__Supplied data__
========================================================================
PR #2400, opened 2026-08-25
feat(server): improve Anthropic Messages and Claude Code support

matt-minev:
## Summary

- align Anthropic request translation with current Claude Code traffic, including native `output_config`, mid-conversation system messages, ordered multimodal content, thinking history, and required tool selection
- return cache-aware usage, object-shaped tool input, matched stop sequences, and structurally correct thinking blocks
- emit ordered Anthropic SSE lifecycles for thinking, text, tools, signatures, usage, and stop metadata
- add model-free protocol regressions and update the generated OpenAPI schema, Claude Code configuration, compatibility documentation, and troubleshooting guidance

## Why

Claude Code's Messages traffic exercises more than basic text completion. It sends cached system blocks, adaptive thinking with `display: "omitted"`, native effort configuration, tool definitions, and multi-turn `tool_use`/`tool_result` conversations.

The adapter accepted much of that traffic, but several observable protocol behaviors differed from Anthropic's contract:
========================================================================
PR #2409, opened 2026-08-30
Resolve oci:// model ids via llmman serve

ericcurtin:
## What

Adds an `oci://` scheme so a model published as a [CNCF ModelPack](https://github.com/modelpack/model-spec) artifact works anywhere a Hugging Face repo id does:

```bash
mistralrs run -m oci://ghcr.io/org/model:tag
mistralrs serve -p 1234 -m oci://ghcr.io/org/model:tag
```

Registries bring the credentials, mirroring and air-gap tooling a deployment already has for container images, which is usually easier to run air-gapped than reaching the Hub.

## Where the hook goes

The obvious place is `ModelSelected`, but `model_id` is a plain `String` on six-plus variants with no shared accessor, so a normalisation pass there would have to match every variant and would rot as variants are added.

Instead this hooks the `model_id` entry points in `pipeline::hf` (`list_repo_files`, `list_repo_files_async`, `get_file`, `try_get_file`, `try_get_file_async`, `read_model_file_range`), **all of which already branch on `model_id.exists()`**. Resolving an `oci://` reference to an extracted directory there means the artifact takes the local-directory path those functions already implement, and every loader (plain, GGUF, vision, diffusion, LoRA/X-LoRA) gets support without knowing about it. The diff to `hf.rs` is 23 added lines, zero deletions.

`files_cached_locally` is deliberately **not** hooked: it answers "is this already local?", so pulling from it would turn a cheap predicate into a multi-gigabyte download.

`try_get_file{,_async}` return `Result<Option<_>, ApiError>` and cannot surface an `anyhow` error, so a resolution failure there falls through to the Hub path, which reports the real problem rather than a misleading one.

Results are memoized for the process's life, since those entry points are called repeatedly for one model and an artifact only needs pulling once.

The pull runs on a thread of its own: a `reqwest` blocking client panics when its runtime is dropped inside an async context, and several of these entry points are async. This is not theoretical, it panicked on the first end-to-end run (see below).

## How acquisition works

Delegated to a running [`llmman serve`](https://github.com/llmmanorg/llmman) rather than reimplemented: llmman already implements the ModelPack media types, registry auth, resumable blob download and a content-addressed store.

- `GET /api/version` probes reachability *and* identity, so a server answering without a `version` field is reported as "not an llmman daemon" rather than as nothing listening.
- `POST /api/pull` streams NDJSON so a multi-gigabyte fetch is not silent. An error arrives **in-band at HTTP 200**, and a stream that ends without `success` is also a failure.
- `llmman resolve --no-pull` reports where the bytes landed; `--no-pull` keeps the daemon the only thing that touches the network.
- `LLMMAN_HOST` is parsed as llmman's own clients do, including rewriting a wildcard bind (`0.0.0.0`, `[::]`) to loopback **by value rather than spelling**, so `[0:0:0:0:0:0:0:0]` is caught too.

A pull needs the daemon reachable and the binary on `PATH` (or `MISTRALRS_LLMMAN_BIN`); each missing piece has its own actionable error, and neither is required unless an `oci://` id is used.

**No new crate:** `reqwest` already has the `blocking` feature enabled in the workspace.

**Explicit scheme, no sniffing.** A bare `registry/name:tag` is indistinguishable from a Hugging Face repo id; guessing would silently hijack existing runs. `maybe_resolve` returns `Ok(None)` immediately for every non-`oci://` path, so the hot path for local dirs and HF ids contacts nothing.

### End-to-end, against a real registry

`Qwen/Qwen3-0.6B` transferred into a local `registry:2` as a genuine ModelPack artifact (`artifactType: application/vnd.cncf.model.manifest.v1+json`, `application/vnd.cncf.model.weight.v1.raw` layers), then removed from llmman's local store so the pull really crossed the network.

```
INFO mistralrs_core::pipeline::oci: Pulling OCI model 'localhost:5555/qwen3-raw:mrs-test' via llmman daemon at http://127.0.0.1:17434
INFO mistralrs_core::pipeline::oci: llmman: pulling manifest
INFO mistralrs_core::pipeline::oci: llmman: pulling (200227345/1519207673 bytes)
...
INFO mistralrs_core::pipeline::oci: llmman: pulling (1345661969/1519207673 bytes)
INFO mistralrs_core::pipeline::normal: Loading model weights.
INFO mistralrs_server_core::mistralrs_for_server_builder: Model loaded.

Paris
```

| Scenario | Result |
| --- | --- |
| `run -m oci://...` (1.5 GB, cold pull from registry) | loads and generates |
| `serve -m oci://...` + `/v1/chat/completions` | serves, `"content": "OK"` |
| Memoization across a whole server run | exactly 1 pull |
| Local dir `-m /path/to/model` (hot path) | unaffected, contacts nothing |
========================================================================
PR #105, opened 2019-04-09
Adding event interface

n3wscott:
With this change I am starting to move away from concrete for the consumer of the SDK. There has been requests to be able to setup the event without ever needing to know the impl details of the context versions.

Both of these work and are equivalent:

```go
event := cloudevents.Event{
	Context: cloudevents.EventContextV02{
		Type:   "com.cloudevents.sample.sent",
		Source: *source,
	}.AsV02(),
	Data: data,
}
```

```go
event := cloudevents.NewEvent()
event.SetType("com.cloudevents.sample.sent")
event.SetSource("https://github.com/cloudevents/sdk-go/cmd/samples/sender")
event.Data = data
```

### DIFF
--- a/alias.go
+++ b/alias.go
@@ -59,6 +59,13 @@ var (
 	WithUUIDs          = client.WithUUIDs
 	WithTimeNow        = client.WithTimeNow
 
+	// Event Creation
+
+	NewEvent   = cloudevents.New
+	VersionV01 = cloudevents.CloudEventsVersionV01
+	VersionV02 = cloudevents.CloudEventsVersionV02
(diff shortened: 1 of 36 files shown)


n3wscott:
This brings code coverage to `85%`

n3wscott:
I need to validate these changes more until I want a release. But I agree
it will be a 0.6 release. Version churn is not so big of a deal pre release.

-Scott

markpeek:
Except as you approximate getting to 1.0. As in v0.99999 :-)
========================================================================
__Activity__
Which lines above run from the one containing "- align Anthropic" down to the one containing "- emit ordered"? Repeat exactly those, both ends included, and nothing else.

__Exercise response__
- align Anthropic request translation with current Claude Code traffic, including native `output_config`, mid-conversation system messages, ordered multimodal content, thinking history, and required tool selection
- return cache-aware usage, object-shaped tool input, matched stop sequences, and structurally correct thinking blocks
- emit ordered Anthropic SSE lifecycles for thinking, text, tools, signatures, usage, and stop metadata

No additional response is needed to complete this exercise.